**Records to use**.
PR #602, opened 2026-06-04
fix(ui): make agent description editable and keep empty descriptions empty

matoushavlena:
## Problem

Two related issues with agent descriptions reported by a user:

1. **Can't update the description in Configure Agent.** The Configure Agent dialog exposed no description field at all, so the description was locked to whatever was set at creation.
2. **Empty descriptions get auto-populated with the template default** (e.g. `"Default Claude Code agent"`). Leaving the field blank at creation re-applied the template's description, and there was no way to clear it afterward.

## Root cause

The backend already fully supported updating `description` — the `update` tRPC procedure accepts it (`agentUpdateInputSchema`) and `agents-service.update()` persists it. The gaps were entirely in the UI:

- `ConfigureAgentDialog` / `configureAgentSchema` had no `description` field.
- On creation, `add-agent-dialog` sent `values.description.trim() || undefined`, coercing a cleared field to `undefined`, and `spec-assembly` then fell back to the template default via `opts.description ?? tmplSpec.description`.

## Changes

- **Configure Agent dialog** (`configure-agent-dialog.tsx`, `configure-agent-schema.ts`): add a Description field — schema, form default + baseline `reset()`, the input, and the update mutation — so the description can be edited or cleared after creation.
- **Create flow** (`add-agent-dialog.tsx`): send the trimmed description verbatim (including `""`) instead of coercing empty to `undefined`, so an explicitly-cleared description stays empty.
- **`spec-assembly.ts`**: keep the `??` fallback (with a one-line note on why it's not `||`) — a genuinely-omitted (`undefined`) description still falls back to the template default for non-UI API callers; an explicit `""` stays empty.

The template description is still surfaced as a sensible default — the create dialog pre-fills it when a template is picked, so the default is conveyed up front and the user can keep, edit, or clear it.

## Resulting behavior

| Scenario | Result |
|---|---|
| Pick template, keep pre-filled description | Template description saved (unchanged) |
| Pick template, **clear** the description | Stays empty ✅ |
| Custom image, leave description blank | Stays empty (unchanged) |
| API create that omits `description` entirely | Falls back to template default (unchanged) |
| Edit description later in Configure dialog | Editable, including clearing to empty ✅ |

## Testing

- `mise run ui:check` — format, lint, tsc clean
- `mise run api-server:check` — format, lint, tsc clean
- UI-only behavior change; no existing tests encoded the old creation fallback.

### DIFF
--- a/packages/ui/src/modules/agents/dialogs/configure-agent-dialog.tsx
+++ b/packages/ui/src/modules/agents/dialogs/configure-agent-dialog.tsx
@@ -109,6 +109,7 @@ export function ConfigureAgentDialog({
     mode: "onChange",
     defaultValues: {
       name: agent.name,
+      description: agent.description ?? "",
       assigned: [],
       assignedAppIds: [],
       envVars: userInitialEnv,
@@ -126,6 +127,7 @@ export function ConfigureAgentDialog({
     baselinedRef.current = true;
     reset({
       name: agent.name,
+      description: agent.description ?? "",
       assigned: [...accessQuery.data.secretIds].sort(),
       assignedAppIds: connectionsQuery.data.connections
         .map((c) => c.connectionId)
@@ -137,6 +139,7 @@ export function ConfigureAgentDialog({
     connectionsQuery.data,
     userInitialEnv,
     agent.name,
+    agent.description,
     reset,
   ]);
   const ready = baselinedRef.current;
@@ -301,7 +304,9 @@ export function ConfigureAgentDialog({
         });
       }
       const wantsAgentUpdate =
-        Boolean(dirtyFields.envVars) || Boolean(dirtyFields.name);
+        Boolean(dirtyFields.envVars) ||
+        Boolean(dirtyFields.name) ||
+        Boolean(dirtyFields.description);
       if (wantsAgentUpdate) {
         await updateAgent.mutateAsync({
           id: agentId,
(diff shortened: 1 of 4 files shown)


packages/ui/src/modules/agents/dialogs/configure-agent-dialog.tsx
```diff
@@ -419,6 +427,14 @@ export function ConfigureAgentDialog({
               {...register("name")}
             />
           </FormField>
+          <FormField label="Description" error={errors.description?.message}>
+            <input
+              className="w-full h-10 rounded-lg border-2 border-border-light bg-bg px-4 text-[14px] text-text outline-none transition-all focus:border-accent focus:shadow-[0_0_0_3px_var(--color-accent-glow)] placeholder:text-text-muted"
+              placeholder="Optional"
+              disabled={saving}
+              {...register("description")}
+            />
```
PetrBulanek, line 436: Nit, non-blocking: the new Description <input> duplicates the Name field's long Tailwind classes string verbatim. Worth extracting a small component. We have a generic `packages/ui/src/components/ui/input.tsx` but it's styled differently. @kapetr you refactored this area, right? Does it make sense to add it as some new variant or reuse the current one as is?

PetrBulanek (approved):

packages/ui/src/modules/agents/dialogs/configure-agent-dialog.tsx
kapetr: I see the inputs were not migrated on this modal yet - only the buttons were. I'd keep it as is, we'll tackle it separately, also the new design is coming for add/configure agent.

kapetr (approved):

**Exercise objective**. Every record in the material above should be set down exactly.

**Answer space**.
PR #602, opened 2026-06-04
fix(ui): make agent description editable and keep empty descriptions empty

matoushavlena:
## Problem

Two related issues with agent descriptions reported by a user:

1. **Can't update the description in Configure Agent.** The Configure Agent dialog exposed no description field at all, so the description was locked to whatever was set at creation.
2. **Empty descriptions get auto-populated with the template default** (e.g. `"Default Claude Code agent"`). Leaving the field blank at creation re-applied the template's description, and there was no way to clear it afterward.

## Root cause

The backend already fully supported updating `description` — the `update` tRPC procedure accepts it (`agentUpdateInputSchema`) and `agents-service.update()` persists it. The gaps were entirely in the UI:

- `ConfigureAgentDialog` / `configureAgentSchema` had no `description` field.
- On creation, `add-agent-dialog` sent `values.description.trim() || undefined`, coercing a cleared field to `undefined`, and `spec-assembly` then fell back to the template default via `opts.description ?? tmplSpec.description`.

## Changes

- **Configure Agent dialog** (`configure-agent-dialog.tsx`, `configure-agent-schema.ts`): add a Description field — schema, form default + baseline `reset()`, the input, and the update mutation — so the description can be edited or cleared after creation.
- **Create flow** (`add-agent-dialog.tsx`): send the trimmed description verbatim (including `""`) instead of coercing empty to `undefined`, so an explicitly-cleared description stays empty.
- **`spec-assembly.ts`**: keep the `??` fallback (with a one-line note on why it's not `||`) — a genuinely-omitted (`undefined`) description still falls back to the template default for non-UI API callers; an explicit `""` stays empty.

The template description is still surfaced as a sensible default — the create dialog pre-fills it when a template is picked, so the default is conveyed up front and the user can keep, edit, or clear it.

## Resulting behavior

| Scenario | Result |
|---|---|
| Pick template, keep pre-filled description | Template description saved (unchanged) |
| Pick template, **clear** the description | Stays empty ✅ |
| Custom image, leave description blank | Stays empty (unchanged) |
| API create that omits `description` entirely | Falls back to template default (unchanged) |
| Edit description later in Configure dialog | Editable, including clearing to empty ✅ |

## Testing

- `mise run ui:check` — format, lint, tsc clean
- `mise run api-server:check` — format, lint, tsc clean
- UI-only behavior change; no existing tests encoded the old creation fallback.

### DIFF
--- a/packages/ui/src/modules/agents/dialogs/configure-agent-dialog.tsx
+++ b/packages/ui/src/modules/agents/dialogs/configure-agent-dialog.tsx
@@ -109,6 +109,7 @@ export function ConfigureAgentDialog({
     mode: "onChange",
     defaultValues: {
       name: agent.name,
+      description: agent.description ?? "",
       assigned: [],
       assignedAppIds: [],
       envVars: userInitialEnv,
@@ -126,6 +127,7 @@ export function ConfigureAgentDialog({
     baselinedRef.current = true;
     reset({
       name: agent.name,
+      description: agent.description ?? "",
       assigned: [...accessQuery.data.secretIds].sort(),
       assignedAppIds: connectionsQuery.data.connections
         .map((c) => c.connectionId)
@@ -137,6 +139,7 @@ export function ConfigureAgentDialog({
     connectionsQuery.data,
     userInitialEnv,
     agent.name,
+    agent.description,
     reset,
   ]);
   const ready = baselinedRef.current;
@@ -301,7 +304,9 @@ export function ConfigureAgentDialog({
         });
       }
       const wantsAgentUpdate =
-        Boolean(dirtyFields.envVars) || Boolean(dirtyFields.name);
+        Boolean(dirtyFields.envVars) ||
+        Boolean(dirtyFields.name) ||
+        Boolean(dirtyFields.description);
       if (wantsAgentUpdate) {
         await updateAgent.mutateAsync({
           id: agentId,
(diff shortened: 1 of 4 files shown)


packages/ui/src/modules/agents/dialogs/configure-agent-dialog.tsx
```diff
@@ -419,6 +427,14 @@ export function ConfigureAgentDialog({
               {...register("name")}
             />
           </FormField>
+          <FormField label="Description" error={errors.description?.message}>
+            <input
+              className="w-full h-10 rounded-lg border-2 border-border-light bg-bg px-4 text-[14px] text-text outline-none transition-all focus:border-accent focus:shadow-[0_0_0_3px_var(--color-accent-glow)] placeholder:text-text-muted"
+              placeholder="Optional"
+              disabled={saving}
+              {...register("description")}
+            />
```
PetrBulanek, line 436: Nit, non-blocking: the new Description <input> duplicates the Name field's long Tailwind classes string verbatim. Worth extracting a small component. We have a generic `packages/ui/src/components/ui/input.tsx` but it's styled differently. @kapetr you refactored this area, right? Does it make sense to add it as some new variant or reuse the current one as is?

PetrBulanek (approved):

packages/ui/src/modules/agents/dialogs/configure-agent-dialog.tsx
kapetr: I see the inputs were not migrated on this modal yet - only the buttons were. I'd keep it as is, we'll tackle it separately, also the new design is coming for add/configure agent.

kapetr (approved):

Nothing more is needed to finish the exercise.